Re: How to access one specific lowlevel object through a general highlevel interface?
- From: "H. S. Lahman" <h.lahman@xxxxxxxxxxx>
- Date: Tue, 20 Dec 2005 19:31:37 GMT
Responding to Clark...
First, I'd like a clarification on the context. The message title suggests a context of distributed interoperability where the concerns are identity and interfaces. But your body description of the problem sounds like a network access problem where the concerns are protocol conversion and hardware allocation. Which is it? In particular, who is the 'client' you refer to below?
The real problem can be destilled to something like this: One client wants to send data using one specific top layer protocol. At this top layer, there are a number of different protocols, where each one inherits the main Protocol class.
This I find curious. Network protocols are conveniently organized into layers or, possibly, hierarchies. However, one usually doesn't associate inheritance with that. Could you put some more words around what is being inherited?
And every protocol subclass in turn contains several different communication channels that inherits the Channel class.
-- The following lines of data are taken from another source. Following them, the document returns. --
PR #1555, opened 2026-09-21
eth/073: Ink Mainnet SystemConfig gas limit 60M to 30M

Wazabie:
Adds `src/tasks/eth/073-gas-limit-ink`: 
- sets the Ink Mainnet (chainId 57073) `SystemConfig` gas limit from 60,000,000 back to 30,000,000 with a `SystemConfig.setGasLimit(uint64)` call on the `SystemConfigProxy` `0x62C0a111929fA32ceC2F76aDba54C16aFb6E8364` 
- executed directly by its owner, the Foundation Upgrade Safe `0x847B5c174615B1B7fDF770882256e2D3E95b9D92` (owner since eth/065). No other `SystemConfig` parameter changes.

The `SystemConfigGasLimit` template, has already been used for eth/055 (OP Mainnet) and sep/103 (Ink Sepolia).

This PR is stacked on #1556


src/tasks/eth/073-gas-limit-ink/VALIDATION.md
```diff
@@ -0,0 +1,152 @@
...
+
+While eth/071 and eth/072 are pending, the stacked simulation executes them first; the hashes
+and Tenderly link for this task are the last ones printed.
+
+Check:
+
+1. The domain and message hashes printed to the terminal match the ones at the top of this
+   file.
+2. In the Tenderly link printed by the simulation: paste the
+   [task calldata](#task-calldata) into the **Raw input data** field and simulate; the
```
mds1: Let's point signers to the outer `execTransaction` calldata printed beneath the Tenderly link here. The draft targets the Safe, but the linked task calldata starts with `0x174dea71` (`aggregate3Value`) and is only the inner payload.

Reproduced on a local fork with the draft's overrides: pasting the inner payload reverts and leaves the gas limit at 60M. Using the generated `0x6a761202` execution payload succeeds, sets 30M, and emits exactly one gas-limit `ConfigUpdate`. The inner calldata can stay below for decoding and verification.

src/tasks/eth/073-gas-limit-ink/config.toml
```diff
@@ -0,0 +1,28 @@
+templateName = "SystemConfigGasLimit"
+
+# Sets the Ink Mainnet SystemConfig gas limit from 60,000,000 back to 30,000,000 (the genesis value
+# in superchain-registry superchain/configs/mainnet/ink.toml) with one SystemConfig.setGasLimit call.
+# Single-safe task executed by the SystemConfig owner, the Foundation Upgrade Safe (owner since
+# eth/065). Sequenced after eth/071-U20-op-ink-soneium-uni and
+# eth/072-soneium-fee-vault-recipient-update, each of which consumes one FUS nonce as an L1PAO
+# child.
```
mds1: nit, would recommend not including comments like this in the config, and keep:
- Info about the task itself to the README only 
- Info about sequencing: out altogether, and just leave it implicitly in the task folder

This just makes maintenance simpler and ensures a single source of truth

mds1 (approved):

PR #470, opened 2026-05-30
fix: fall back to configured SSH API port

sysophelper-droid:
Fixes SSH-mode API URL resolution when the in-process tunnel state is unavailable.

In SSH mode, `getApiUrl()` previously threw `SSH tunnel is not active` whenever `getSshTunnelUrl()` returned null. That can happen while the configured local SSH forward is still usable, for example with externally-started tunnels or when an SSH ControlMaster process outlives the child process that created it. The UI then silently fails remote API calls such as `/api/jobs`, making Schedules appear empty.

This change keeps the existing active-tunnel behavior, but falls back to the configured `conn.ssh.localPort` before throwing.

Verification:
- `npm run typecheck`
- `npm run lint` (passes with existing repository warnings only; no warnings in touched files)
- `npm test -- --run tests/remote-mode-url-and-spawn.test.ts`
- `npm test` was also run; it still has pre-existing failures in `tests/hermes-cli-session-id.test.ts` due that test mock missing `getActiveProfileNameSync`, unrelated to this change.

### DIFF
--- a/src/main/cronjobs.ts
+++ b/src/main/cronjobs.ts
@@ -4,7 +4,13 @@ import { join } from "path";
 import { execFile } from "child_process";
 import { HERMES_HOME, HERMES_PYTHON, hermesCliArgs } from "./installer";
 import { profileHome } from "./utils";
-import { isRemoteMode, getApiUrl, getRemoteAuthHeader } from "./hermes";
+import {
+  isRemoteMode,
+  getApiUrl,
+  getRemoteAuthHeader,
+  normaliseRemoteUrl,
+} from "./hermes";
+import { getConnectionConfig } from "./config";
 import { HIDDEN_SUBPROCESS_OPTIONS } from "./process-options";
 
 export interface CronJob {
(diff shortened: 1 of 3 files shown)


pmos69:
I think the fallback is useful for the externally-started tunnel / lost in-process state case, especially for Schedules where `cronjobs.ts` calls `getApiUrl()` directly and does not first run the SSH tunnel setup path that Chat uses.

One concern: `conn.ssh.localPort` is the configured/preferred port, not necessarily the actual active tunnel port. `startSshTunnel()` calls `findFreePort(config.localPort || 18642)` and may choose a different port if the preferred one is occupied; that actual port only lives in `activeConfig`. If `activeConfig` is later unavailable, falling back to `conn.ssh.localPort` can point at a stale port or an unrelated local service.

Also, `getConnectionConfig()` defaults `ssh.localPort` to `18642`, so in production this fallback will almost always return `http://127.0.0.1:18642` in SSH mode when `getSshTunnelUrl()` is null. The new test for "no tunnel state or local port" uses a mocked state that the real config reader does not normally produce.

Could we either:

1. validate the fallback port with `/health` before using it for authenticated API calls, or
2. scope this fallback to the Schedules/Cron path that needs it, rather than changing global `getApiUrl()` behavior?

At minimum, I’d like the test/comment to make clear that this is falling back to the configured/default port and may fail later if that port is not actually the Hermes SSH tunnel.

I ran the targeted test locally in a temp worktree:

```text
npm test -- --run tests/remote-mode-url-and-spawn.test.ts
```

It passes: 1 file, 20 tests.

sysophelper-droid:
Thanks, that concern makes sense — updated.

I changed this so `getApiUrl()` no longer has a global fallback to the configured/default SSH port. It now preserves the original `SSH tunnel is not active` behavior when the in-process tunnel URL is unavailable.

The configured/default port fallback is now scoped to the Schedules/Cron API path only, and it probes `${configuredPort}/health` before sending the actual cron API request. If that health probe fails, cron keeps the original failure path instead of sending authenticated requests to a stale port or unrelated local service.

I also updated the tests to cover both sides:

- global `getApiUrl()` still throws when tunnel state is unavailable
- cron uses the configured/default port only after a successful `/health` probe
- cron does not call `/api/jobs` when the `/health` probe fails

Verification rerun locally:

- `npm test -- --run tests/remote-mode-url-and-spawn.test.ts` passes: 1 file, 22 tests
- `npm run typecheck:node` passes
- `npm run typecheck:web` passes
- `npm run lint` passes with existing warnings only

PR #471, opened 2026-05-30
fix(test): stub missing utils exports in hermes-cli-session-id mock

bionicbutterfly13:
## What

The `vi.mock("../src/main/utils", …)` factory in `tests/hermes-cli-session-id.test.ts` only stubbed `stripAnsi` and `pidIsAliveAs`, but `src/main/hermes.ts` also imports `profileHome` and `getActiveProfileNameSync`. Because a `vi.mock` factory replaces the *entire* module, the un-stubbed exports are `undefined`. When `gatewayPidPaths()` calls `getActiveProfileNameSync()`, Vitest throws *"No 'getActiveProfileNameSync' export is defined on the mock"*, failing all 4 tests in the file.

## Why it matters

This is currently breaking **CI on `main`** — the latest run (Node 22) fails with this exact error. This file is the only one that exercises the gateway-PID path, which is why the sibling `utils` mocks (which stub only `stripAnsi`) don't hit it.

## Change

Add the two missing exports to the mock, mirroring the real module's behavior (`getActiveProfileNameSync` → `"default"`; `profileHome` builds a `profiles/<name>` path for named profiles, so a future named-profile test resolves distinct PID paths). Test-only — no production code touched.

## Verification

- `npm run typecheck` ✅
- `npm test` ✅ — 60 files, 690 passed / 3 skipped (previously 4 failed in this file)

### DIFF
--- a/tests/hermes-cli-session-id.test.ts
+++ b/tests/hermes-cli-session-id.test.ts
@@ -152,6 +152,11 @@ vi.mock("../src/main/ssh-tunnel", () => ({
 vi.mock("../src/main/utils", () => ({
   stripAnsi: (s: string) => s,
   pidIsAliveAs: () => false,
+  getActiveProfileNameSync: () => "default",
+  profileHome: (profile?: unknown) =>
+    profile && profile !== "default"
+      ? `${TEST_HOME}/profiles/${profile}`
+      : TEST_HOME,
 }));
 
 vi.mock("../src/main/models", () => ({


pmos69:
Thanks, this fixes the missing `utils` exports issue, and that part is correct.

I tested the PR branch locally on Windows with:

```text
npm test -- --run tests/hermes-cli-session-id.test.ts
```

The file still fails, but now for the next cross-platform mock issue:

```text
[gateway] Cannot start: Python interpreter not found at /usr/bin/python3
```

The test mock still uses Unix-only paths:

```ts
HERMES_PYTHON: "/usr/bin/python3",
HERMES_REPO: "/dev/null",
```

Current `startGateway()` preflights both paths with `existsSync()`, so on Windows the mocked gateway start returns `false`.

I tested the minimal follow-up locally:

```ts
HERMES_PYTHON: process.execPath,
HERMES_REPO: process.cwd(),
```

With that change, the targeted file passes: 4 tests passed.

Could you include that cross-platform mock adjustment in this PR as well? Then this should be good to merge.

pmos69:
Thanks again for the focused test fix. This has since been superseded by current `main`.

The missing `utils` mock exports are now present in `tests/hermes-cli-session-id.test.ts`, and the follow-up cross-platform mock adjustment is there too: the test now uses `process.execPath` for `HERMES_PYTHON` and a real temp repo path instead of Unix-only `/usr/bin/python3` / `/dev/null`.

This branch now conflicts in the same test file and would reintroduce the older mock shape, so I think we can close it as superseded.

PR #487, opened 2026-05-31
fix(memory): read character limits from profile config

### LINKED ISSUE #483: Desktop Memory page still hardcodes 2200 / 1375 limits instead of reading config.yaml memory_char_limit / user_char_limit
Body Hermes Desktop appears to read the correct memory files, but the Memory page still uses hardcoded character limits instead of the values configured in ~/.hermes/config.yaml.

Environment:

Hermes Desktop installed app version: 0.4.5
Latest upstream release checked: v0.5.2
macOS
Hermes config:
memory.memory_char_limit: 3200
memory.user_char_limit: 2000
Actual behavior:

Desktop shows:
Agent memory: 2470 / 2200 chars (100%)
User profile: 1873 / 1375 chars (100%)
But the real configured limits are 3200 / 2000
Actual files are:
~/.hermes/memories/MEMORY.md = 2681 chars
~/.hermes/memories/USER.md = 1873 chars
Expected behavior:

The Memory page should read the effective limits from the active profile’s config.yaml
It should display 3200 / 2000 in my case, not 2200 / 1375
Evidence:

Current Hermes Desktop source on main still hardcodes these values:
src/main/memory.ts const MEMORY_CHAR_LIMIT = 2200; const USER_CHAR_LIMIT = 1375;
src/main/ssh-remote.ts const MEMORY_CHAR_LIMIT = 2200; const USER_CHAR_LIMIT = 1375;
The returned memory info also uses these constants as charLimit, so the UI cannot reflect configured values from Hermes
Notes:

This makes the Desktop Memory page inconsistent with actual Hermes runtime behavior
It can incorrectly show memory/profile as “100% full” even when the configured limits were intentionally raised
There may also be a refresh/cache issue for Agent memory count, because Desktop showed 2470 while the current MEMORY.md length is 2681
Suggested fix:

Read memory.memory_char_limit and memory.user_char_limit from the active profile config.yaml
Fall back to 2200 / 1375 only if those config keys are absent

jonasboos:
## Summary
- read `memory.memory_char_limit` and `memory.user_char_limit` from the active profile's `config.yaml`, with the existing 2200 / 1375 defaults as fallback
- use the resolved limits for Memory page payloads and for local add/update/user-profile write validation
- apply the same config-based limits in SSH mode so remote profiles are consistent with local profiles

Fixes #483

## Tests
- `npm test` (clean worktree: 64 files, 716 passed, 3 skipped)
- `npm run typecheck`
- `npx eslint src/main/memory-limits.ts src/main/memory.ts src/main/ssh-remote.ts tests/memory-limits.test.ts`

### DIFF
--- a/src/main/memory-limits.ts
+++ b/src/main/memory-limits.ts
@@ -1,0 +1,27 @@
+import { getYamlPath } from "./yaml-path";
+
+export const DEFAULT_MEMORY_CHAR_LIMIT = 2200;
+export const DEFAULT_USER_CHAR_LIMIT = 1375;
+
+export interface MemoryLimits {
+  memoryCharLimit: number;
+  userCharLimit: number;
+}
+
+function parsePositiveInteger(raw: string | null): number | null {
+  if (!raw) return null;
+  const value = Number(raw.trim());
+  if (!Number.isSafeInteger(value) || value <= 0) return null;
+  return value;
+}
+
+export function parseMemoryLimitsConfig(content: string): MemoryLimits {
+  return {
+    memoryCharLimit:
+      parsePositiveInteger(getYamlPath(content, "memory.memory_char_limit")) ??
+      DEFAULT_MEMORY_CHAR_LIMIT,
+    userCharLimit:
+      parsePositiveInteger(getYamlPath(content, "memory.user_char_limit")) ??
+      DEFAULT_USER_CHAR_LIMIT,
+  };
+}
--- a/src/main/memory.ts
+++ b/src/main/memory.ts
@@ -2,10 +2,9 @@ import { existsSync, readFileSync, statSync } from "fs";
 import { join } from "path";
 import Database from "better-sqlite3";
 import { profileHome, safeWriteFile } from "./utils";
+import { parseMemoryLimitsConfig, type MemoryLimits } from "./memory-limits";
 
 const ENTRY_DELIMITER = "\n§\n";
-const MEMORY_CHAR_LIMIT = 2200;
-const USER_CHAR_LIMIT = 1375;
 
 export interface MemoryEntry {
   index: number;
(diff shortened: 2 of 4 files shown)


pmos69:
Thanks for the focused fix. I checked this locally and the main path looks good to me:

- `npm run typecheck` passes
- `npm test -- --run tests/memory-limits.test.ts` passes
- `npm test -- --run tests/ssh-remote.test.ts tests/memory-limits.test.ts` passes
- `git diff --check main...HEAD` is clean

One small request before merge: could you add an SSH-specific regression test for the new remote behavior?

The PR changes `src/main/ssh-remote.ts` so SSH mode reads `config.yaml` limits too, but the new tests currently cover the parser/local memory path. A focused test that mocks the SSH file reads and verifies one of these would close the loop:

- `sshReadMemory()` returns `memory.charLimit` / `user.charLimit` from the remote profile config
- `sshAddMemoryEntry()` rejects/accepts based on the remote `memory.memory_char_limit`
- `sshWriteUserProfile()` rejects/accepts based on the remote `memory.user_char_limit`
- missing/invalid remote config still falls back to `2200 / 1375`

This does not look like a behavior blocker from my read; it is mainly to make sure the SSH parity claimed by the PR stays covered going forward.

pmos69:
Rechecked this against current `main` and it still looks good to merge.

I verified on a scratch merge with current `origin/main`:

- merge into current `main`: clean
- `git diff --check`: clean
- `npm test -- --run tests/memory-limits.test.ts`: pass, 7 tests
- `npm test -- --run tests/ssh-remote.test.ts tests/memory-limits.test.ts`: pass, 24 tests
- `npm run typecheck:node`: pass

The earlier SSH-specific coverage request is still a useful follow-up, but I don't think it needs to block this PR. The current SSH test suite still passes with the change, and the implementation is small/focused. We can merge this and track the direct SSH memory-limit regression test separately.

PR #499, opened 2026-06-01
Fix gateway restart after resume

### LINKED ISSUE #492: 【Bug Report】 hermes update` breaks desktop app gateway state
# Bug Report: `hermes update` breaks desktop app gateway state

## Summary

After running `hermes update`, the Hermes desktop app (Electron) becomes unable to send messages — the UI stays stuck on "sending" indefinitely. The CLI version (`hermes chat`) continues to work fine because it does not depend on the gateway service.

---

## Environment

- **OS:** Windows 11
- **Hermes version:** 0.15.1
- **Model/provider:** stepfun-ai/step-3.7-flash via NVIDIA NIM (https://integrate.api.nvidia.com/v1)
- **Desktop app path:** `C:\Users\Administrator\AppData\Local\hermes\app\hermes-agent.exe`
- **Hermes home:** `C:\Users\Administrator\AppData\Local\hermes\`

## Steps to Reproduce

1. Open Hermes desktop app. Confirm it is working (send a message, receive a response).
2. Run `hermes update` from the CLI.
3. Restart the desktop app (or leave it running).
4. Send a new message from the desktop app UI.

## Expected Behavior

The desktop app should send the message and display the model's response normally, just like before the update.

## Actual Behavior

- The message stays in "sending" state indefinitely.
- No response is displayed.
- No error dialog is shown to the user.
- Closing and reopening the desktop app does not fix it.
- The CLI (`hermes chat`) continues to work correctly.

---

## Root Cause (as observed)

The `hermes update` command triggers a bootstrap process that rewrites/reinstalls the Hermes backend. After the update:

1. The gateway service (`hermes gateway`) ends up in a **stopped / crashed** state.
   - Evidence: `gateway-exit-diag.log` records `gateway.exit_nonzero pid=2520`.
   - Evidence: `hermes status` shows `Gateway Service Status: ✗ stopped`.
2. The Electron desktop app relies on the gateway being active to process messages. With the gateway down, the message is enqueued but never dispatched.
3. The desktop app has no visible timeout or fallback when the gateway is unreachable, so the UI silently blocks.
4. The CLI bypasses the gateway entirely (it runs a local agent loop directly), so it remains functional.

---

## Temporary Fix

Restart the gateway manually:

```bash
hermes gateway restart
```

After this, the desktop app recovers and messages are sent normally.

---

## Proposed Fixes

1. **Update flow should not leave the gateway in a crashed state.**
   - After `hermes update` completes, the bootstrap runner should ensure the gateway is cleanly restarted.
   - If the gateway fails to start post-update, the error should be surfaced to the user instead of being silently swallowed.

2. **Desktop app should detect an unreachable gateway and surface an error.**
   - Show a "gateway unavailable" state in the UI after a timeout.
   - Offer a "Retry" or "Restart Gateway" button.
   - Do not leave the user staring at an infinite "sending" spinner.

3. **`hermes update` should be idempotent and self-healing.**
   - If the gateway is detected as unhealthy after an update, the update command itself should attempt a restart, or at minimum print a clear message: "Gateway restart required. Run `hermes gateway restart`."

---

## Workaround Script

A `fix-hermes.bat` workaround has been created that performs gateway restart + venv regeneration + hermes.exe re-copy. This script will be attached/updated as we refine the exact recovery steps.

---

## Logs (from the reported incident)

- `~/.hermes/logs/gateway-exit-diag.log` — records gateway process exit with non-zero status after update.
- `~/.hermes/logs/agent.log` — shows API calls succeeding on the CLI side during the same window.
- `~/.hermes/logs/errors.log` — was empty during desktop app hang (no error surfaced to user).
- No `desktop.log` was produced during the hang, indicating the Electron main process failed before reaching its logging stage.

pmos69:
## Summary

Fixes the Desktop gateway restart/recovery path so a local gateway that becomes stale after Windows sleep/resume or `hermes update` does not leave Hermes Desktop stuck in an indefinite Sending state.

The previous Desktop restart flow ultimately relied on `hermes gateway restart`. Recent hermes-agent builds can run that command as a long-lived foreground gateway process on Windows, which is why live testing showed a visible `cmd.exe` window with "Hermes Gateway Starting...". This PR switches the GUI restart path to a native Desktop-managed restart: stop the current gateway, wait for `/health` to drop, start the gateway through the existing hidden `startGateway()` path, then wait for `/health` to become ready again.

It also makes the chat send path recover a stale local API cache. If Desktop believes the gateway is ready but the local API request fails with `ECONNREFUSED`, Desktop now recovers the gateway and retries once. If the request was accepted but times out, Desktop recovers the gateway without replaying the user message, avoiding duplicate model/tool execution and surfacing a clear resend-needed error.

Closes #492.

## Details

- Adds `startGatewayWithRecovery()` for local start attempts that fail to become healthy, falling back to the same native restart transaction.
- Makes `restartGateway()` async and health-based, returning `true` only when `/health` is actually ready.
- Requires the old gateway to become unhealthy before spawning a replacement, avoiding false success when the old process never stopped.
- Restores previously tracked gateway state or PID-file state if the restart cannot stop the old gateway, so the UI does not lose track of a still-running gateway.
- Uses the existing hidden subprocess options for the replacement gateway, avoiding the visible Windows terminal window seen with the CLI restart command.
- Adds a `restart-gateway` IPC/preload API and a Restart button on the Gateway screen.
- Keeps restart failures visible in the Gateway screen while refreshing the real running/stopped status.
- Leaves `restartGatewayViaCli()` as a compatible helper/test target, but the GUI IPC path now uses the native restart flow.
- Removes the eager `send-message` IPC gateway start and lets `sendMessage()` perform bounded recovery, so local chat sends do not bypass the health-checked recovery path.

## Validation

Automated:

- `npm test -- tests/hermes-cli-session-id.test.ts` — 7 passed
- `npm test -- tests/gateway-restart.test.ts tests/hermes-cli-session-id.test.ts tests/remote-mode-url-and-spawn.test.ts tests/ipc-handlers.test.ts tests/preload-api-surface.test.ts src/renderer/src/screens/Gateway/Gateway.test.tsx` — 231 passed
- `npm run typecheck:node` — passed
- `npm run typecheck:web` — passed
- `git diff --check` — clean except normal Windows CRLF warnings

Live test on Windows:

- Launched a dedicated Electron dev instance from this branch.
- Verified a normal live chat send returned `OK` while gateway stayed healthy.
- Killed the active local gateway process externally via `gateway.pid`, without using Desktop's Stop button.
- Sent through `window.hermesAPI.sendMessage(...)`; Desktop recovered the gateway and got `OK` in about 12.7s.
- Killed the recovered gateway externally again.
- Sent from the visible Chat UI; Desktop recovered and the UI displayed the new `OK` response.
- Confirmed final `/health` returned `200 {"status":"ok","platform":"hermes-agent"}`.

### DIFF
--- a/src/main/hermes.ts
+++ b/src/main/hermes.ts
@@ -3,6 +3,7 @@ import { randomUUID } from "crypto";
 import {
   existsSync,
   readFileSync,
+  writeFileSync,
   appendFileSync,
   unlinkSync,
   mkdirSync,
@@ -240,22 +241,26 @@ interface ChatHandle {
 
 function isApiServerReady(profile?: string): Promise<boolean> {
   return new Promise((resolve) => {
-    const url = `${getApiUrl(profile)}/health`;
-    const mod = url.startsWith("https") ? https : http;
-    const req = mod.request(
-      url,
-      { method: "GET", timeout: 1500, headers: getRemoteAuthHeader() },
-      (res) => {
-        resolve(res.statusCode === 200);
-        res.resume();
-      },
-    );
-    req.on("error", () => resolve(false));
-    req.on("timeout", () => {
-      req.destroy();
+    try {
+      const url = `${getApiUrl(profile)}/health`;
+      const mod = url.startsWith("https") ? https : http;
+      const req = mod.request(
+        url,
+        { method: "GET", timeout: 1500, headers: getRemoteAuthHeader() },
+        (res) => {
+          resolve(res.statusCode === 200);
+          res.resume();
+        },
+      );
+      req.on("error", () => resolve(false));
+      req.on("timeout", () => {
+        req.destroy();
+        resolve(false);
+      });
+      req.end();
+    } catch {
       resolve(false);
-    });
-    req.end();
+    }
   });
 }
 
@@ -266,11 +271,12 @@ function delay(ms: number): Promise<void> {
 async function waitForApiServerReady(
   timeoutMs = 8000,
   profile?: string,
+  pollMs = 250,
 ): Promise<boolean> {
   const deadline = Date.now() + timeoutMs;
   while (Date.now() < deadline) {
     if (await isApiServerReady(profile)) return true;
-    await delay(250);
+    await delay(pollMs);
   }
   return false;
 }
@@ -801,10 +807,10 @@ function sendMessageViaApi(
     finish(`API request failed: ${err.message}`);
   });
   req.on("timeout", () => {
-    req.destroy();
     finish(
       "API request timed out. Check the SSH tunnel and remote Hermes gateway.",
     );
+    req.destroy();
   });
 
   req.write(bodyBuf);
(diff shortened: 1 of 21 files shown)


pmos69:
@greptileai please re-review the latest PR head. The previous review was on 2fa1a5e; the current head b41eeb1 addresses those findings.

So, a client knows about several different high level protocols and each protocol has many channels.
Now, when data is to be sent, we must send that data over the "most appropriate" communication channel. This channel can be found by traversing the hierarchy of protocols and channels.
Who decides that, the Client?
However, after we have found the "best" channel, we cannot send data through this channel directly! Instead we must send data through the specific protocol which the selected channel belongs to.
From what you describe, my understanding here is:
subordinate to 1 1 R3 contains *
+--------------- [Protocol] ------------------ [Channel]
| A | *
| R1 | R2 | evaluates
| +--------+-----------+ |
| 1 | | |
+---- [LowerLevel] [RootLevel] |
| 1 |
| selects |
| through | R4 [R5,R1,R3]
| |
| R5 |
| |
| 1 1 |
[Client] --------------+The R1 relationship defines the hierarchy of protocols. The Client accesses the hierarchy through a root protocol, via R5, and "walks" the structure to get a list of candidate Channels via R1/R3 and adds them to the R4 collection. It (or somebody else?) determines which Channel to use by selecting from the resulting R4 collection. Once the Channel is selected, one navigates R3 to select the corresponding protocol (or "walks" up the structure via R1 to find an appropriate higher level protocol).
Is this correct? If so, then none of the classes has any special knowledge of the other classes, other than the navigational structure of the Protocol hierarchy. The Channel is selected by applying the selection criteria to each Channel in the R4 collection and that collection is created by simply "walking" the hierarchy and collecting the relevant Channels. Once one has the Channel, then one selects the proper Protocol by again "walking" the structure and applying the selection criteria to each Protocol encountered.
************* There is nothing wrong with me that could not be cured by a capful of Drano.